By Tim Ferguson
Tuesday, May 15 2007 07:10 AM
URL: http://www.zdnetasia.com/news/security/0,39044215,62012997,00.htm

Google has warned Web users of the increasing threat posed by malware that can be dropped onto a computer as a Web surfer visits a particular site.

The search giant carried out in-depth research on 4.5 million Web sites and found one in 10 Web pages could successfully launch a 'drive-by-download'--such as a Trojan horse--onto a user's computer.

The software potentially allows hackers to access sensitive corporate information or install rogue applications.

Graham Cluley, senior technology consultant at Sophos, told ZDNet Asia's sister site Silicon.com Google is right to highlight what he said is a worsening trend and "a considerable problem" for businesses and end users.
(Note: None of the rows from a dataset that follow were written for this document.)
PR #776, opened 2025-11-07
docs: enhance RGD, SimpleSchema, and Instance documentation

a-hilaly:
Update documentation to reflect recent architectural improvements in kro v0.6.0.

### DIFF
--- a/website/docs/docs/concepts/00-resource-group-definitions.md
+++ b/website/docs/docs/concepts/00-resource-group-definitions.md
@@ -137,7 +137,10 @@ correctness and set up the necessary components:
    - Checks that referenced values exist and are of the correct type
    - Confirms resource dependencies form a valid Directed Acyclic Graph(DAG)
      without cycles
-   - Validates all CEL expressions in status fields and conditions
+   - Validates all CEL expressions in status fields and conditions using CEL's native type system
+     - Validates field references exist in the actual resource schemas
+     - Ensures expressions return types compatible with their target fields
+     - Checks type compatibility statically without executing expressions
 
 2. **API Generation**: kro generates and registers a new CRD in your cluster
    based on your schema. For example, if your **ResourceGraphDefinition** defines a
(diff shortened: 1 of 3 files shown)


website/docs/docs/concepts/00-resource-group-definitions.md
```diff
@@ -137,7 +137,10 @@ correctness and set up the necessary components:
    - Checks that referenced values exist and are of the correct type
    - Confirms resource dependencies form a valid Directed Acyclic Graph(DAG)
      without cycles
-   - Validates all CEL expressions in status fields and conditions
+   - Validates all CEL expressions in status fields and conditions using CEL's native type system
+     - Validates field references exist in the actual resource schemas
+     - Ensures expressions return types compatible with their target fields
```
matthchr, line 142: Not sure if it's worth calling out here, but presumably this includes validating that the functions you're calling exist so it's not only that expressions return compatible types, it validates the expression "correctness" (not sure how to call it) as well, right?

website/docs/docs/concepts/10-simple-schema.md
```diff
@@ -268,22 +268,70 @@ username: string | minLength=3 maxLength=20 pattern="^[a-zA-Z0-9_]+$"
...
+  metadata: ${deployment.metadata}  # object
+  name: ${deployment.metadata.name}  # string
+  ready: ${deployment.status.conditions.exists(c, c.type == 'Available')}  # boolean
 ```
 
+**Multi-Expression Fields** (string templating) must contain only string expressions:
+```yaml
+status:
+  # ✓ Valid - all expressions return strings
+  endpoint: "https://${service.metadata.name}.${service.metadata.namespace}.svc.cluster.local"
```
matthchr, line 310: This is nice although CEL also has a way to do this AFAIK, `"%s:%d".format([self.spec.location, 7])` for example - maybe reads slightly less clearly though.

I assume we added special handling for this to make this work?

website/docs/docs/concepts/15-instances.md
```diff
@@ -88,17 +125,64 @@ Every instance includes:
    - `DELETING`: Indicates that the instance is in the process of being deleted.
    - `ERROR`: Indicates that an error occurred during instance processing.
 
-2. **Conditions**: Detailed status information
+2. **Conditions**: Detailed status information structured hierarchically
+
+   kro provides a top-level `Ready` condition that reflects the overall instance health. This condition is supported by three sub-conditions that track different phases of the reconciliation process:
```
matthchr, line 130: Maybe worth highlighting that users should use this condition as the condition to wait on and that we reserve the right to change/add additional sub-conditions?

a-hilaly: Good callout will add that.

website/docs/docs/concepts/00-resource-group-definitions.md
a-hilaly: Good callout will add that.

website/docs/docs/concepts/10-simple-schema.md
a-hilaly: It works :) i'll add the example. nice call out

Cluley said an average of around 8,000 new URLs containing malware emerged each week during April.

Most worrying, 70 percent of URLs hosting such malware are found on legitimate Web sites that have been targeted by hackers. The outdated notion that malware only resides in the darker corners of the Internet is far from the case now.

The means used to place malware on Web sites includes breaches of Web server security, user-posted content, rogue advertising and third-party widgets.

Cluley said: "They (hackers) used to spread malware by e-mail attachment. What they do now is spam out URLs."

He warned businesses: "You cannot protect users by restricting what sites they go to. You need to start protecting your Web access as well as your e-mail gateway."

Google's The Ghost in the Browser report said the rise in Web-based malware has been aided by the increasing role the Internet plays in everyday life, along with the ease in setting up Web sites.

Tim Ferguson of Silicon.com reported from London.